I notice that he likes it when I tell him how I feel about something, instead of blaming him. Then it closes. But how do you teach children good manners when you stop punishing them or telling them what to do? According to Eva Bronsveld, this goes without saying if parents set a good example and let their children do a lot for themselves. “Children do what you do, not what you say. They learn through experiences, by trying things out, by practicing making decisions. Many parents are afraid of letting go of control, but we should have much more confidence in children. ”

She advises offering children choices when they do something that is not allowed. “In dangerous situations, such as when my son swings a stick inside, I take him aside and give him a choice: go outside with that stick or play quietly inside. In this way he experiences control himself. When children are very busy, it often means that they can no longer think clearly. Then take them to a stimulus-free environment to unwind. ”

Child lock

I discovered that for me there is only one situation in which my children really have to obey: in traffic. But even there I learned a few months ago how much better it works when they experience something themselves. From the age of two, my daughter pulled the handle on the car door when she was in the car. Even though it had a child lock on it, we kept telling her angrily how “incredibly dangerous that was” and threatened to stop in parking lots. It didn’t help, she kept doing it.

Until we got a second car and I forgot that there was no child lock on it. All of a sudden, on our way back from the nursery, we drove across a roundabout with an open back door. Daughter screamed, son screamed. I decisively pulled over the car, closed the door and said quietly to my daughter, “That’s why you couldn’t touch that lever.” She looked at me wide-eyed, nodded and never touched the lever again.


The atmosphere in the house has changed due to the new approach. There is more harmony, peace and fun and the bond with my children has become much stronger. But it is not easy. If you no longer sanction ‘wrong’ behavior, there are no ready-made solutions anymore. That means looking for what works again in every situation, having a lot of patience and being willing to let go of old beliefs. It is material for discussion with my husband, who is of the stricter approach, but realizes that it had no structural effect whatsoever. He also now sees that since we work together more, the children have become more creative, more solution-oriented, more confident and more curious. In their quest for autonomy, they discover every day for themselves what they do and do not want and they get to know their emotions and feelings, skills that are essential for later.

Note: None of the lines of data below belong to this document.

PR #1848, opened 2024-11-15
staging(argocd): increase memory request

tarrow:
We seem to regularly be being OOM killed so this commit increases the request to match the limit of 512Mi

Bug: T375195


dati18 (approved):
I hove 512 is enough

Of course things don’t always go well. Sometimes they fight each other, they keep yelling when I ask them to take it easy, my daughter still takes a biscuit when I have said that my son is not allowed or refuses to enter. I still have my hands in the hair on a regular basis, but at the same time come up with more and more creative solutions. I listen to the reason for their fierce struggle, identify their emotions and work with them to see what we can do to resolve it, I set a kitchen timer and let them scream for five minutes, give my daughter a box to keep the biscuit for a later moment and offer my son a choice: come in and play a game together or stay outside and go straight to bed.

Command mode

I also try to make clear agreements in advance so that everyone knows where they stand. If they still don’t listen, I emphasize that: we have made agreements, I stick to them, I expect you to do the same. And I will leave it at that because I know it will have an effect in the long term. Only sometimes I simply don’t have time to wait for my daughter to get off the swing. I am unable to calmly continue the discussion with my son about screen time. And I shoot on stressful mornings in command mode.

Fortunately my son tells me what that feels like: “Mom, why are you talking to me like I’m a dog?” I now know that my despair stems from powerlessness and take time out myself. I’ll sit on the toilet for ten minutes. With the door locked. Usually my son bangs on the door after a minute. “Mommy has your bucket run over? I’m going to play outside! ”

This article has previously appeared in Kek Mama.